If Nick, or Ming for that matter, have better ideas, let’s see them. Using the excuse that nasty people like me might criticise them on our largely unread blogs is simply not good enough. My suspicion is that it is not me, or even the dreaded Federal Conference Committee that are preventing the party from the sort of radical rebranding exercise that it needs, but a lack of self-confidence which is stifling imagination.

4 comments

  1. There’s a lot in here but can I comment specifically on the points about conference?

    I completely agree that conference could usefully spend a bit less time debating policy, and a bit more time doing other things – and I have very actively argued this in a variety of places, including regularly at Federal Conference Committee, usually with papers to back it up and propose alternatives. I think it’s fair to say that not everyone on FCC agrees with me but people are certainly open to discussing it – and we have also had quite a bit of success. The ‘urgent issue’ discussions and Parliamentary team/Council group presentations are both things that have happened as a direct result – also the regularisation of Q&As on portfolio areas, and events with the leaders, though I can’t claim such direct responsibility for them. Together these have all made quite a change in the balance of use of conference time. And we are discussing one or two other ideas for this autumn’s conference. I have always argued that just because only conference can make policy, it doesn’t mean that the only thing that conference can do, is make policy.

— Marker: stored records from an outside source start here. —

PR #3128, opened 2026-06-30
feat: Add migration backfill for mptoken_issuance_history

bryanjiang1:
Note: this PR depends on previous ETL indexing PR [here](https://github.com/XRPLF/clio/pull/3104)
## Summary

Adds `MPTTransactionHistoryMigrator`, a Cassandra migration that backfills historical MPT issuance transaction history into the new MPT index tables:

- `mptoken_issuance_transactions`
- `account_mptoken_issuance_transactions`

The migrator full-scans the `transactions` table, reuses the live ETL MPT extractor, writes the same deterministic index rows produced by live indexing, and waits for queued async writes before marking the migration as complete.

## Details

- Registers `MPTTransactionHistoryMigrator` with the Cassandra migration manager.
- Uses migration scan settings for full-table scanning:
  - `migration.full_scan_threads`
  - `migration.full_scan_jobs`
  - `migration.cursors_per_job`
- Adds Cassandra driver paging support so token-range scans read all result pages.
- Makes migration scans select explicit columns instead of relying on table column order.
- Propagates full-table scanner worker failures so failed scans do not get marked migrated.
- Keeps the migration non-blocking for Clio startup.

## Testing

Added coverage for:

- Migrator status before and after running.
- Backfilling MPT issuance create paths and multi-issuance transaction fan-out.
- Idempotent reruns.
- Empty transaction tables.
- Parity between migration backfill rows and live ETL rows.
- Failed transactions with explicit MPT issuance references.
- Cassandra paging across more than one driver page.
- Full-table scanner validation and worker error propagation.

### DIFF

    Ironically one of the arguments put against these moves is that it is important to preserve the right of local parties to put forward motions on controversial and important topics – and I certainly agree with that – but the debates we have on them are mostly the exact opposite of controversial – one of the problems is that nobody ever really argues against them!

    You are absolutely right to highlight that one of the things we need is people coming up with actual proposals for alternatives – if people would like to conference to be different, please come forward with actual suggestions for how it should be. And in fact this brings us back to the policy/presentation/narrative point too – James and I are two of a very small number indeed of people who did actually put forward candidates for narratives as part of Meeting the Challenge last year. Only when more people do that and we have some discussion, I suspect, will we move from saying we need all these things, to actually having them!

  2. Just to return the love-in, I very much agree with a lot of Jeremy’s proposals for reforming conference, which he published a few years ago and lead to some change (although we have much, much further to go).

    Regarding uncontroversial motions at conference, perhaps FCC would contemplate a postal ballot of all motions put on the preliminary ballot? Any motion which, in its unamended form, got a (say) two-thirds majority vote could be deemed to be passed without the need for a debate.